Qq space, talk about campus.

There is a place that we don't like when we are here and miss when we leave. That's our alma mater. I bring you qq space to talk about campus, let's enjoy it together.

On campus selection in Qq space 1. I want to invite a primary school girl to have dinner together. Anyway, she always said that her heart was empty and she dared not see me. I was in a hurry and suddenly said, then call the police before you see me and go to the head office.

In English class, my classmates asked me: What does man mean? I replied:? Men. ? After class, I asked him: Men are men, so what does a woman mean? He thought for a long time, and finally stared at me with big eyes and asked me: My man.

Another weekend, we stayed in the dormitory for another day. Some games, some games, and some games. In the afternoon, it is estimated that the sisters can't hold back, so just chat for a while. At this time, a sister asked: So who, who, what day is next Tuesday? I only heard another sister answer:? I don't know that either. Let me show you the calendar. ? We fainted on one side.

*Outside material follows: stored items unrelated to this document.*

PR #379, opened 2017-08-24
Manage wheels that Chalice can't find

kislyuk:
Chalice introduced a wheel-based dependency management system in https://github.com/aws/chalice/pull/388. Unfortunately, there is no way to make it fail if some wheels are not found, and no way to instruct it to grab wheels from a custom directory, so we have to pre-process the dependencies by calling the Chalice component responsible for this and analyzing its output.


scripts/find_missing_wheels.py
```diff
@@ -0,0 +1,38 @@
...
+args = parser.parse_args()
+
+with TemporaryDirectory() as td:
+    compat_wheels, missing_wheels = DependencyBuilder(OSUtils())._download_dependencies(td, args.pip_reqs)
+    need_wheels = [w for w in missing_wheels if not os.path.exists(os.path.join(args.wheel_dir, w.identifier))]
+    if need_wheels:
+        if args.build_wheels:
+            if platform.system() != "Linux":
+                parser.exit(f"{parser.prog}: Expected to run on a Linux system.")
+            os.makedirs(args.wheel_dir)
```
ttung: should we nuke the existing wheel_dir so we blow away wheels that are no longer required?

kislyuk: I like this idea. Updated.

PR #649, opened 2017-11-16
Introduce TimedThread.

ttung:
Copy-paste from the docblock:

This is a "Thread" class that runs a job for a maximum period of time.  The class provides concurrency-safe methods to retrieve and persist a chunk of state.

You can use this primitive to wrap your lambda execution such that you send a consistent chunk of state out of the lambda back to AWS step functions.


ttung:
@amork, @hannes-ucsc this may be of interest to you since you are using step functions.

4. When I was in college, several bad friends in the dormitory often skipped classes; Once, they planned to skip class in the morning history class and go shopping. They told me that if the teacher called the roll, he would help us make the cover. When they came home with big bags and small bags, they asked me: Did the teacher call the roll today? ? I casually replied:? It doesn't make sense ... my friends are happy and full of doubts, so they ask me: why don't you call the roll? Not a history teacher! ? But I said helplessly: I am the only one. Do you want some more?

5. A: Find a school girlfriend in the future. B: Why? A: Everyone in a school uses a campus card, so it costs nothing to make a phone call. B: Then why don't you find someone from this province to buy her a campus card? A: Don't you have to pay the card fee?

6. teacher:? Why do you always sleep in class? Student:? Edison didn't go to school, Leonardo da Vinci painted rotten eggs, and Einstein was naughty. Why can't I doze off? ?

7. The geography teacher resigned and the headmaster wanted to keep her. The teacher said helplessly: Look at the students' papers this time. The top of the five famous mountains in China is (Zhao Benshan), and the most famous river is (Pan Changjiang). China's coal is black and iron is hard. How can I attend class?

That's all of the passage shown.